In the first city I visited, I traveled downtown by bus to have dinner and then went out to visit some of the local sites. I was surprised at the number of people selling their goods in different marketplaces, and I quickly figured out the custom of haggling over the price before you buy something. And even if you feel you're getting a good deal, you might try walking away from the merchant, and there IS the chance that the shop owner will call you back and even lower the price more in an attempt to get you to purchase something.
No matter where I found myself today, I noticed a number of people who just stared at me as I walked by, like I was an alien from another planet. Although it felt somewhat disquieting at first (particularly in the swimming pool locker room), I realized that my presence was perhaps an oddity with so few foreigners in that area. In fact, the people were just curious, and I was even able to strike up a few conversations with some of the locals, giving them opportunities to practice their English. In the end, I came to the conclusion that such situations gave me a chance to be an informal ambassador for my country.

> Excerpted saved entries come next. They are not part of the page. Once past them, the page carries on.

PR #1059, opened 2024-03-26
Bump deps

dcharkes:


dcharkes:
Hm, not needed if the next PR will set it to path dependencies anyways

PR #1060, opened 2024-03-26
Enable sharing `JObject`s across isolates

### LINKED ISSUE #981: ☂️ Refactor `JObject` hierarchy

### LINKED ISSUE #1054: Enable sharing of `JObject`s across isolates
Originally discussed here: https://github.com/dart-lang/sdk/issues/55062
Creating an issue for it here in `jnigen`'s repo as well.

HosseinYousefi:
Closes #1054. Closes #981.

Approach:
We use a `FinalizableHandle` which is for an entire isolate group as opposed to a `NativeFinalizer` which belongs to a single isolate. This way we can use `@pragma('vm:deeply-immutable')` on `JReference` to share the reference object between multiple isolates while the finalizable handle takes care of the global reference deletion.

The guarantees we provide:
* use-after-free will throw from Dart
* use-on-isolate-b-after-free-on-isolate-a will throw from Dart
* double-free will throw from Dart
* free-on-isolate-b-after-free-on-isolate-a will throw from Dart

In general, if we're not eagerly freeing via `.release()`, things work.


dcharkes:
Could you add a PR description with the overall approach?

pkgs/jni/src/internal.h
```diff
@@ -0,0 +1,36 @@
+// Copyright (c) 2024, the Dart project authors.  Please see the AUTHORS file
+// for details. All rights reserved. Use of this source code is governed by a
+// BSD-style license that can be found in the LICENSE file.
+
+#pragma once
+
+#include "dartjni.h"
```
dcharkes, line 7: Maybe some documentation of why we have internal.h and dartjni.h?

Is it that users don't have to copy in the internal.h ?

pkgs/jni/lib/src/jni.dart
```diff
@@ -62,12 +62,17 @@ abstract final class Jni {
...
 
+  static bool _initialized = false;
+
   /// Initializes DartApiDL used for Continuations and interface implementation.
   static void initDLApi() {
-    assert(NativeApi.majorVersion == 2);
-    assert(NativeApi.minorVersion >= 3);
-    final result = _bindings.InitDartApiDL(NativeApi.initializeApiDLData);
-    assert(result == 0);
+    if (!_initialized) {
```
dcharkes, line 69: Maybe do the caching in `ensureInitialized()`? Rename this method?

pkgs/jni/lib/src/jreference.dart
```diff
@@ -62,45 +67,76 @@ abstract final class JReference {
...
+        finalizable, jobjectFinalizableHandle, isReleased);
   }
 
   @override
   bool get isNull => pointer == nullptr;
 
+  @override
+  void _setAsReleased() {
+    if (isReleased) {
+      throw DoubleReleaseError();
```
dcharkes, line 108: Nit: Maybe this should be a `StateError` or extend it?

pkgs/jni/lib/src/jreference.dart
```diff
@@ -62,45 +67,76 @@ abstract final class JReference {
...
+    }
+    _isReleased.value = true;
```
dcharkes, line 110: Shouldn't this be a compare and swap? This object is shared across multiple isolates. if you call delete twice concurrently this can double release.

bool oldValue = compareAndSwap(pointer, bool newValue);
if(oldValue) throw DoubleReleaseError();
deleteFinalizableHandle(...);

dcharkes (changes requested):
We need to be clear on what kind of safety guarantees we provide.

use-after-free will throw from Dart
use-on-isolate-b-after-free-on-isolate-a will throw from Dart
double-free will throw from Dart
free-on-isolate-b-after-free-on-isolate-a will throw from Dart
concurrent-free-on-two-isolates will throw from Dart (if we use compare and swap)

concurrent-use-and-free will _not_ throw from Dart. It will crash. Please open an issue to address this in a follow up PR and document why we don't address it in this PR.

pkgs/jni/CHANGELOG.md
```diff
@@ -45,6 +45,9 @@
   `fill` object and not its Java runtime type.
 - `JObject`s now check the types using `instanceof` in debug mode when using
   `castTo`.
+- **Breaking Change**: `Jni.initDLApi()` is renamed to `Jni.ensureInitialized()`
+  and it is no longer needed to be called by users.
+- Added the ability to share `JObject`s across isolates.
```
dcharkes, line 50: Maybe add some more documentation here or a link to an example?

pkgs/jni/lib/src/jreference.dart
```diff
@@ -62,45 +67,76 @@ abstract final class JReference {
   ///
   /// Further uses of this object will throw [UseAfterReleaseError].
```
dcharkes, line 68: Please document the guarantees and what we don't guarantee. We don't guarantee anything on concurrent deletes and concurrent use and delete.

Also, I believe we don't mention the precise error types thrown, because users should never catch errors in Dart (only exceptions should be caught).

pkgs/jni/lib/src/jni.dart
```diff
@@ -62,12 +62,17 @@ abstract final class Jni {
     _dylibDir = dylibDir;
   }
 
+  static bool _initialized = false;
```
dcharkes, line 65: This is a boolean per isolate.

The initialization only has to happen once.
I guess it doesn't hurt to do it multiple times, because the operation should be idempotent. (`runtime/include/dart_api_dl.c` updates function pointer addresses in a loop but should update them to the same value for subsequent runs.)

Please add a test that runs the initialization on two isolates to verify everything works as expected.

dcharkes (approved):
LGTM!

Everyday brings new discoveries, and I'm learning how to navigate the road system. I found that crossing the road isn't as easy at it seems. Bicycles, buses, people, and taxis fill the streets, dodging each other with constant narrow misses, yet in many instances, the flow remains constant. And, in spite of the seemingly chaotic conditions, people go about their business as if, well . . ., everything were so routine and blase. I, on the other hand, tried to dart in and out of traffic to cross streets, weaving back and forth, to get to the other side. It was a little scary at first, but I quickly got the knack of it.

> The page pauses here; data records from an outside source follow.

Issue #430, opened 2023-09-03
Move core ObjC classes into their own library


liamappelbe:
For example `NSObject` and `NSString`. This makes sense from a modularisation perspective, and also solves the problem where 2 different code genned ObjC libraries are incompatible.

liamappelbe:
I'm starting work on this now. Gonna call it `package:ffigen_objc`, unless anyone objects.

dcharkes:
> I'm starting work on this now. Gonna call it `package:ffigen_objc`, unless anyone objects.

How about:

* `package:ffi_objc` or `package:ffi_objectivec` or `package:ffi_objective_c`? It's a helper package that doesn't do any generation but is targetted by code gen. It's like the helpers in `package:ffi` and `package:jni` but for the context Objective-C.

I am preparing to return back home tomorrow, and one thing I have discovered . . . something more important that all of my other experiences . . . has been that there are often more similarities than differences between cultures. Regardless of language and culture, all people have a desire for friendship that bridges any cultural boundaries. The people I have met have been wonderful hosts and friends, and I will treasure every moment of the trip.
at ease 安逸，自由自在;舒适 (adjective): a condition of comfort
- He feels at ease when speaking in Spanish.
apprehension n. 理解;恐惧;逮捕;忧惧 (noun): fearful or unpleasant expectation
- Experiencing some apprehension about meeting new people overseas is normal.
immunizations n. 免疫接种;防疫注射 (noun): protection, often in the form of vaccination or shots, against certain diseases
- Immunizations against certain diseases are strongly recommended when traveling to certain areas of the world.
haggle vi. 争论;乱劈 (verb): intense bargaining over the price of goods
- We were finally able to haggle down the price of the rug.
stare vt. 凝视，盯着看 (verb): fix your eyes on something
- Even if you see something unusual, it is considered impolite to stare .
disquieting adj. 令人不安的;令人忧虑的 (adjective): a feeling of discomfort
- I had a disquieting feeling about walking down this street at night.
oddity n. 奇异;古怪;怪癖 (noun): something strange or unusual
- Eating snails and octopus is an oddity to some people in certain parts of the world.
dodge vt. 躲避，避开 (verb): make sudden moves in new directions to avoid something
- I had to dodge out of the away to avoid being hit by an oncoming car.
knack n. 诀窍;本领;熟练技术;巧妙手法(noun): a special way of doing something
- If you practice enough, you soon get the knack of speaking in a foreign language.
chaotic adj. 混沌的;混乱的，无秩序的 (adjective): complete disorder and confusion
- The traffic is very chaotic during rush hour, so I always take the train.
blase adj. 玩厌了的，厌烦于享乐的(adjective): unconcerned and uninterested
- He felt the visit to the museum was so blase, having been to many others over the past few days.
dart vt. 投掷，投射;使迅速突然移动(verb): move very quickly
- Taxis often dart in and out of traffic to take passengers to their destinations.